## Instructions for the task
Pull each line holding "built" out of the entries below.

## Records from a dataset

Issue #599, opened 2021-01-19
FL Checkpoint generation


jafermarq:
It would be great to have a checkpointing mechanism built-in in the Flower server. This would serve a dual purpose: keep backups of the last N rounds (global model parameters, round number, strategy status, etc); and, make it easy to replicate the experiment and run the final evaluation of the global model at a later stage. 

I think as a starting point the following elements should go in the checkpoint:

- Model parameters.
- Current round number (so `server.fit()` starts from the round number stored in the checkpoint).
- Strategy-specific parameters. Some strategies might keep track of certain parameters during the training process (?) but others don't (e.g. FedAvg). 
- Anything else that changes over time.

By means of an additional flag (e.g. `--checkpoint <path_to_checkpoint>`) when launching the server, we can indicate that we are in fact resuming an experiment. 

To make the implementation of this functionality easier, it might be a good time to replace the use of `_get_initial_weights()` from the first client that connects to the server and, instead, use the model that lives in the server to initialise all the clients. This will make things easier when loading the model weights from a checkpoint.

pedropgusmao:
This should include handling SIGINT.

jafermarq:
Checkpoint handling would likely be framework-specific so maybe a good way to add this functionality is by adding a new server argument (e.g. `on_init`) that can be passed when creating the server object. This could be just a user-define function that gets executed right at the end of the server object constructor.

tanertopal:
@pedropgusmao @jafermarq @danieljanes is this kind of resolve with this: https://flower.dev/docs/saving-progress.html ?

danieljanes:
@tanertopal it's possible with the approach described in the docs, but my understanding is that the issue is about providing a built-in way to save checkpoints automatically

WilliamLindskog:
Seeing this is available https://flower.ai/docs/framework/how-to-save-and-load-model-checkpoints.html
Closing this.

PR #606, opened 2021-01-23
Extra server funcs

jafermarq:
This is a partial solution to issue #599. This change to `server.py` proposes using two (optional) arguments in the form of normal functions. These will be converted into methods upon server construction. These functions (then methods) are:

-  `on_init()`: which is called at the end of `__init__()`: Could be used when resuming training from a checkpoint (as motivated in #599)
- `on_round_end()`: which is called once a FL round is completed: Could be used to store a checkpoint (as motivated in #599)

Then, it would be up to the user to define exactly what should happen (if something at all) in these methods. Below I provide a simple example:

```python
# in standard python script configuring and launching the server
.... 
server = fl.server.Server(client_manager=fl.server.SimpleClientManager(),
                          strategy=strategy,
                          on_init_fn=init_fn(),
                          on_round_end_fn=end_round_fn())

fl.server.start_server(args.server_address, server, config={...},strategy=strategy)


def my_init_fn() -> Callable[[None], None]:
    def f(self) -> None:
        # Server ended __init__(), DO something?
        # (e.g. load weights from a checkpoint and assign to server.weights)
        pass
    return f


def my_end_round_fn() -> Callable[[Dict], None]:
    def f(self, args: Dict) -> None:
        # Round ended, DO something? (e.g. write a checkpoint)
        pass
    return f
```

Transforming these functions into server methods should give all the flexibility needed to implement the checkpoints storing/resuming functionality. However, this might feel a bit hacky. Would it be better to use normal functions? If so, we'll need to define what arguments should be passed to these. The down side of this approach is that the user might be restricted on what can be done (unless the user modifies the source code)


tanertopal:
@danieljanes I think we can reassign this to Javier? Not sure if its still relevant though.

jafermarq:
This is no longer relevant. These ideas can be better supported with the new driver api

## Response box
It would be great to have a checkpointing mechanism built-in in the Flower server. This would serve a dual purpose: keep backups of the last N rounds (global model parameters, round number, strategy status, etc); and, make it easy to replicate the experiment and run the final evaluation of the global model at a later stage. 
@tanertopal it's possible with the approach described in the docs, but my understanding is that the issue is about providing a built-in way to save checkpoints automatically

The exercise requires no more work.